The EC2 agent can ingest custom metrics from your applications and send them to CloudWatch, but it doesn’t collect them itself; it’s a passive transporter.

Let’s see it in action. Imagine you have a Python script that tracks how many times a specific function is called.

import time
import json
import os
from datetime import datetime

# Simulate some work and metric generation
def process_request(request_id):
    print(f"Processing request: {request_id}")
    # Simulate some processing time
    time.sleep(0.1)
    print(f"Finished processing request: {request_id}")

    # Generate a custom metric: number of successful requests
    metric_data = {
        "MetricName": "SuccessfulRequests",
        "Namespace": "MyApplication",
        "Dimensions": [
            {"Name": "Environment", "Value": "Production"}
        ],
        "Value": 1,
        "Unit": "Count",
        "Timestamp": datetime.utcnow().isoformat() + "Z"
    }

    # Write to a file that the CloudWatch agent monitors
    metric_file_path = "/opt/my_app_metrics/metrics.json"
    os.makedirs(os.path.dirname(metric_file_path), exist_ok=True)
    with open(metric_file_path, "a") as f:
        f.write(json.dumps(metric_data) + "\n")

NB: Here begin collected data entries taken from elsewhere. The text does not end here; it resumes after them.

PR #223, opened 2017-02-01
Don't depend on num and ordered-float in the db and query crates

victorporof:
Depends on https://github.com/mozilla/mentat/pull/222

I've had to remove some derived traits from various data types when switching from OrderedFloat<f64> to the f64 primitive. I don't know what that implies, hoping for guidance.

### DIFF
--- a/db/src/types.rs
+++ b/db/src/types.rs
@@ -11,8 +11,7 @@
 #![allow(dead_code)]
 
 use std::collections::{BTreeMap};
-
-use ordered_float::{OrderedFloat};
+use edn::OrderedFloat;
 
 extern crate mentat_core;
 
--- a/query/src/lib.rs
+++ b/query/src/lib.rs
@@ -31,12 +31,8 @@
 ///! a tradeoff against well-typed function signatures and other such boundaries.
 
 extern crate edn;
-extern crate num;
-extern crate ordered_float;
 
-use num::BigInt;
-use ordered_float::OrderedFloat;
-use edn::{NamespacedKeyword, PlainSymbol};
+use edn::{BigInt, OrderedFloat, NamespacedKeyword, PlainSymbol};
 
 pub type SrcVarName = String;          // Do not include the required syntactic '$'.
 
--- a/db/Cargo.toml
+++ b/db/Cargo.toml
@@ -5,9 +5,6 @@ version = "0.0.1"
 [dependencies]
 error-chain = "0.8.0"
 lazy_static = "0.2.2"
-# TODO: don't depend on num and ordered-float; expose helpers in edn abstracting necessary constructors.
-num = "0.1.35"
-ordered-float = "0.4.0"
 
 [dependencies.rusqlite]
 version = "0.9.3"
--- a/db/src/lib.rs
+++ b/db/src/lib.rs
@@ -12,8 +12,6 @@
 extern crate error_chain;
 #[macro_use]
 extern crate lazy_static;
-extern crate num;
-extern crate ordered_float;
 extern crate rusqlite;
 
 extern crate edn;
--- a/edn/src/lib.rs
+++ b/edn/src/lib.rs
@@ -21,5 +21,7 @@ pub mod parse {
     include!(concat!(env!("OUT_DIR"), "/edn.rs"));
 }
 
-pub use self::types::Value;
-pub use self::symbols::{Keyword, NamespacedKeyword, PlainSymbol, NamespacedSymbol};
+pub use ordered_float::OrderedFloat;
+pub use num::BigInt;
+pub use types::Value;
+pub use symbols::{Keyword, NamespacedKeyword, PlainSymbol, NamespacedSymbol};
--- a/query-parser/Cargo.toml
+++ b/query-parser/Cargo.toml
@@ -5,7 +5,6 @@ version = "0.0.1"
 [dependencies]
 combine = "2.1.1"
 matches = "0.1"
-ordered-float = "0.4.0"
 
 [dependencies.edn]
   path = "../edn"
--- a/query-parser/src/parse.rs
+++ b/query-parser/src/parse.rs
@@ -244,10 +244,9 @@ mod test {
     extern crate combine;
     extern crate edn;
     extern crate mentat_query;
-    extern crate ordered_float;
 
     use self::combine::Parser;
-    use self::ordered_float::OrderedFloat;
+    use self::edn::OrderedFloat;
     use self::mentat_query::{
         Element,
         FindSpec,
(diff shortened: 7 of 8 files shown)


db/src/types.rs
```diff
@@ -38,12 +36,13 @@ pub enum ValueType {
 
 /// Represents a Mentat value in a particular value set.
 // TODO: expand to include :db.type/{instant,url,uuid}.
-#[derive(Clone,Debug,Eq,Hash,Ord,PartialOrd,PartialEq)]
+// Floats and doubles can't implement Eq and Hash.
+#[derive(Clone,Debug,PartialOrd,PartialEq)]
```
rnewman: We needed `Hash` so we're able to put `edn::Value` instances into a map. That's why we use `OrderedFloat` in the first place. I'm not sure if we'll need to use `TypedValue`s as keys in a map. What do you think, @ncalexan?

query/src/lib.rs
```diff
@@ -50,11 +46,12 @@ pub enum SrcVar {
...
 
 /// These are the scalar values representable in EDN.
-#[derive(Clone,Debug,Eq,PartialEq)]
+// Floats and doubles only implement PartialEq, but not Eq.
+#[derive(Clone,Debug,PartialEq)]
 pub enum NonIntegerConstant {
     Boolean(bool),
-    BigInteger(BigInt),
-    Float(OrderedFloat<f64>),
+    BigInteger(String),
```
rnewman: I'll need this as numeric, I think; `query` (and `query_parser`, which hasn't merged yet) need to pass along `BigInt`. I don't think there's a Rust/Cargo way of doing that neatly.

edn/src/types.rs
```diff
@@ -143,6 +162,16 @@ impl Value {
...
     def_as!(as_map, Map, BTreeMap<Value, Value>);
+
+    pub fn from_bigint(src: &str) -> Result<Value, NewValueError> {
+        Ok(Value::BigInteger(src.parse::<BigInt>()?))
+    }
+}
+
+impl From<f64> for Value {
+    fn from(src: f64) -> Value {
+        Value::Float(OrderedFloat::from(src))
```
rnewman: Nicely idiomatic!

query/src/lib.rs
victorporof: So you want to have u/i64 as source for BigInteger? How should the sign be handled?

victorporof:
This PR is for removing num and ordered-float dependencies. Adding helper functions is handled in #222. The PRs are split since I expect this one (#223) to take longer to finish based on feedback.

query/src/lib.rs
rnewman: No, I mean `query` should depend on `BigInt`. `query` represents parsed queries, and those can contain big integers.

`OrderedFloat` is an implementation detail: `Value` only needs that so that `Value` instances can be put into data structures that require hashing. `BigInt` is an intrinsic part of the data being represented; the only improvements we can make there are to provide useful factories so that *some kinds* of calling code can avoid building their own `BigInt` instances.

victorporof: Got it. I'll add BigInt back in this particular case.

db/src/types.rs
ncalexan: I'm inclined to expect we will not.  I don't feel strongly about having raw `f64` here.

edn/src/types.rs
```diff
@@ -143,6 +162,16 @@ impl Value {
     def_as!(as_list, List, LinkedList<Value>);
     def_as!(as_set, Set, BTreeSet<Value>);
     def_as!(as_map, Map, BTreeMap<Value, Value>);
+
+    pub fn from_bigint(src: &str) -> Result<Value, NewValueError> {
```
ncalexan: This might be simpler if we return `Option<Value>`.  Might call it `edn::Value::bigint_from(src: Into<str>)` as well.

victorporof: AFAIK Result is always preferable to Option when errors *can* be specified. However, if they *can* be, doesn't mean that we necessarily have to. Do you see the potential NewValueError sum type to grow in the future? Is it worth allowing consumers to know exactly why creating an edn::Value fails?

victorporof: (I know none of this is *really* that important, I'm just trying to better understand things)

rnewman: In my experience, detailed error reporting is often a waste of effort: it's only worthwhile when the caller's behavior needs to change based on what went wrong.

In this case, the caller should almost always have a valid string — it parsed it from user input using a parser that includes bigint syntax — and the only error state we need to communicate is "we couldn't turn this into a bigint for some reason". The caller already has the string and can use that for error reporting if it chooses. The user will probably be able to see what's wrong without more help.

The other scenario to consider is that often it's *not* failure *per se*; it might just have been a speculative attempt that wasn't the right branch. Parsing is often phrased in terms of "is it an X, a Y, or a Z?". With `satisfy_map`, the parsing returns an `Option<T>` to indicate that this branch of the parse didn't succeed. The error message presented to the user would then be something like "expected X, Y, or Z; got <input>". A detailed error from `parse_x` is of no use, and would be discarded immediately.

A final thought: one reason for `Result` is that it requires callers to check the value. That implies it's used for side-effecting things like filesystem writes; to me it feels more like something where the error is important, even primary.

victorporof:
I've updated the helper functions to return Result instead of Option. Landed them in https://github.com/mozilla/mentat/pull/222

I'm having a little trouble understanding how the num and ordered-float dependencies can be removed from the db and query crates if BigInt and OrderedFloat types are going to be used anyway there. At least that's what I'm understanding from https://github.com/mozilla/mentat/pull/223#pullrequestreview-19571757 and https://github.com/mozilla/mentat/pull/223#pullrequestreview-19572301

rnewman:
We can't remove `BigInt` from `query` — it needs to represent those values. We might be able to elide the existence of `OrderedFloat`, at least in the external API, by using `as_float` (which would return an `Option<f64>`, not an `Option<OrderedFloat<f64>>`).

If the calling code never needs to explicitly refer to types defined in one of these two libraries, it doesn't need to refer to the crate, and all is good. Similarly, if we have re-exported factory functions, we don't need to construct instances of those types by reference to the external crates, and all is good.

The other approach here is to `pub use ordered_float::OrderedFloat` and such, which allows reference to `edn::OrderedFloat`. I think. Give thiat a shot?

victorporof:
> If the calling code never needs to explicitly refer to types defined in one of these two libraries, it doesn't need to refer to the crate, and all is good.

How can it not refer to these types (and I assume you mean `OrderedFloat`, `BigInt`) and not refer to their respective library crates, without exporting them via `pub use` in the edn crate?

victorporof:
This is ready for re-review. @ncalexan or @rnewman ping.

victorporof:
@ncalexan or @rnewman gentle review ping.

# Simulate incoming requests
for i in range(5):
    process_request(f"req-{i+1}")
    time.sleep(0.5)

This script writes a JSON object for each successful request to /opt/my_app_metrics/metrics.json. The CloudWatch agent, configured to watch this file, will pick up these lines and send them as custom metrics to CloudWatch.

The problem this solves is getting application-level insights into CloudWatch without baking CloudWatch API calls directly into every application. The agent acts as a unified collector and forwarder, simplifying management and reducing boilerplate code in your applications.

Here’s how it works internally:

  1. Application Generates Metric: Your application, or a script it runs, writes metric data in a specific JSON format to a designated file. The key fields are MetricName, Namespace, Value, and Unit. Dimensions are optional but highly recommended for filtering and grouping.
  2. CloudWatch Agent Configuration: You configure the agent (typically via /opt/aws/amazon-cloudwatch-agent/bin/config.json or using the amazon-cloudwatch-agent-ctl command) to monitor this file. You’ll specify the log_group_name (which becomes your metric namespace in this context) and the file_path to your metric file. The agent’s metrics_collected section will have a logs subsection with metrics_collected enabled.
  3. Agent Reads and Parses: The agent periodically reads the specified log file. It parses each line as a JSON object, extracting the metric details.
  4. API Call to CloudWatch: For each valid metric found, the agent makes a PutMetricData API call to CloudWatch, sending the collected data.

The primary lever you control is the format of the JSON output from your application and the configuration of the agent’s log collection.

This mechanism is also how you can send metrics from log files that aren’t generated by your application, but rather are standard application logs. If you can parse a line from a standard log file (like an Apache access log) and extract a numerical value and associated metadata, you can configure the agent to treat that value as a custom metric. For example, you could parse a log line for a specific error code and send a "LogErrorCount" metric.

The next concept you’ll likely explore is how to aggregate metrics before sending them to CloudWatch, either within your application or by leveraging the agent’s aggregation capabilities if you’re sending system-level metrics.